Assignment: Every single entry below should be reproduced verbatim.

Stored items:
- Opening Delimiter -

PR #180, opened 2017-12-10
IBFE ex7 tiny fix

sach1:
Removed code that was previously enclosed in {{ #if 0, #endif }}

Example now compiles & runs successfully.

### DIFF
--- a/examples/IBFE/explicit/ex7/example.cpp
+++ b/examples/IBFE/explicit/ex7/example.cpp
@@ -225,23 +225,6 @@ bool run_example(int argc, char* argv[])
                                             2.0 * D + 0.5 * w,
                                             Utility::string_to_enum<ElemType>(elem_type));
         upper_mesh.prepare_for_use();
-        el_end = upper_mesh.elements_end();
-        for (MeshBase::const_element_iterator el = upper_mesh.elements_begin(); el != el_end; ++el)
-        {
-            Elem* const elem = *el;
-            for (unsigned int side = 0; side < elem->n_sides(); ++side)
-            {
-                const bool at_mesh_bdry = !elem->neighbor(side);
-                if (at_mesh_bdry)
-                {
-                    BoundaryInfo* boundary_info = upper_mesh.boundary_info.get();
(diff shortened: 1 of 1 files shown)


sach1:
Also want to point out that the PK1 stress function arguments keep switching between commits for all the IBFE examples (even in prior versions of main.cpp where tests were not yet set up)

It changes between this

```cpp
void
upper_PK1_stress_function(
    TensorValue<double>& PP,
    const TensorValue<double>& FF,
    const libMesh::Point& /*X*/,
    const libMesh::Point& s,
    Elem* const /*elem*/,
    const vector<const vector<double>*>& /*var_data*/,
    const vector<const vector<VectorValue<double> >*>& /*grad_var_data*/,
    double /*time*/,
    void* /*ctx*/)
```

and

- Closing Delimiter -

Task answer:
PR #180, opened 2017-12-10
IBFE ex7 tiny fix

sach1:
Removed code that was previously enclosed in {{ #if 0, #endif }}

Example now compiles & runs successfully.

### DIFF
--- a/examples/IBFE/explicit/ex7/example.cpp
+++ b/examples/IBFE/explicit/ex7/example.cpp
@@ -225,23 +225,6 @@ bool run_example(int argc, char* argv[])
                                             2.0 * D + 0.5 * w,
                                             Utility::string_to_enum<ElemType>(elem_type));
         upper_mesh.prepare_for_use();
-        el_end = upper_mesh.elements_end();
-        for (MeshBase::const_element_iterator el = upper_mesh.elements_begin(); el != el_end; ++el)
-        {
-            Elem* const elem = *el;
-            for (unsigned int side = 0; side < elem->n_sides(); ++side)
-            {
-                const bool at_mesh_bdry = !elem->neighbor(side);
-                if (at_mesh_bdry)
-                {
-                    BoundaryInfo* boundary_info = upper_mesh.boundary_info.get();
(diff shortened: 1 of 1 files shown)


sach1:
Also want to point out that the PK1 stress function arguments keep switching between commits for all the IBFE examples (even in prior versions of main.cpp where tests were not yet set up)

It changes between this

```cpp
void
upper_PK1_stress_function(
    TensorValue<double>& PP,
    const TensorValue<double>& FF,
    const libMesh::Point& /*X*/,
    const libMesh::Point& s,
    Elem* const /*elem*/,
    const vector<const vector<double>*>& /*var_data*/,
    const vector<const vector<VectorValue<double> >*>& /*grad_var_data*/,
    double /*time*/,
    void* /*ctx*/)
```

and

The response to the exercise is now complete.